Carnie: In 2003, I was drinking heavily. Maybe I couldn’t handle feeling that great. I remember driving down Coldwater Canyon [in California] and thinking I could just turn this wheel and drive right off a cliff. In 2004, I reached a bad low and stopped drinking cold turkey. Thirteen days before I got pregnant, I got sober.
She felt so good, she started binge-drinking and thinking about suicide? It’s a good thing I didn’t actually try to get this surgery when I was fourteen; I don’t think I could’ve handled being that happy.
OK: Any regrets about having the gastric bypass?

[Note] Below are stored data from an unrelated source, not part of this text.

PR #534, opened 2025-10-20
Access grid tooling with CLI, rather than as individual scripts

### LINKED ISSUE #514: Move `grid_summarise.py` tool into main `src/` codebase
The main method for interacting with PROTEUS is through the command line interface (CLI). It's now possible to dispatch single-runs through this, but now also large grids: `proteus grid -c [cfg]`.

The last remnant of the grid script being a standalone executable is the file `tools/grid_summarise.sh`. 

Ideally, this utility should be incorporated into the main command line interface, so that it can be used when PROTEUS is installed just as a package. We would then have something like `proteus gridstatus -c [cfg]` as equivalent to `./tools/grid_summarise.py [gridOutput]`.

This is separate from, but related to, the issue #396

nichollsh:
* Move `grid_summarise` script into CLI - now run by `proteus grid-summarise` command. This summarises the status of a grid, to help diagnose any problems and track its completeness.
* Move `pack` script into CLI - now run by `proteus grid-pack` command. This packages the most important data from the grid into a single zip file.
* Add information into docs about how to use these utilities.
* Add unit test which runs a simple grid and executes these utilities.
* Fix issue with `proteus doctor` command when checking for AGNI updates.
* Tidied up `tools/` folder.

Closes #514

### DIFF
--- a/src/proteus/grid/summarise.py
+++ b/src/proteus/grid/summarise.py
@@ -93,6 +93,7 @@ def summarise(pgrid_dir:str, tgt_status:str=None):
                 print("  (None)")
 
     # code cases
+    tgt_status = tgt_status.replace("status=", "code=")
     if "code" in tgt_status:
         matched = True
         code = int(tgt_status.replace(" ","").split("=")[-1])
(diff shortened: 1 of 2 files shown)


planetmariana (approved):
Awesome @nichollsh , looks good to me :)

Carnie: No, it was the best thing I ever did. If I didn’t have the surgery, I’d probably be dead My liver was enlarged; it was toxic. I had sleep apnea — I was waking up choking 10 times a night. My cholesterol and blood pressure were high. I was pre-diabetic and had circulation problems, slipped disks in my back, acne and chronic headaches. The surgery taught me to be accountable for what I put in my mouth. The truth is that the weight loss happened so fast that I couldn’t absorb it. Everyone was watching and there was so much pressure.
Because teh fat, unlike binge-drinking, makes your liver toxic. Not to mention that all the research on the subject says that fat is the most deadly thing there is. And it causes acne! And headaches!
OK: Have you thought about just accepting yourself as a plus-sized woman?
Carnie: I don’t think I’m going to be healthy at this weight for long. I feel those extra 50 pounds. Plus, I’ve got a closet full of clothes that are size 8 that I would like to get back into again.
Obviously the answer to that question is no, but I especially like how she doesn’t address it directly. To me, lusting after a closet full of size-eights doesn’t sound as healthy as embracing the size sixteen body she already has, but who am I kidding? That’s crazy talk.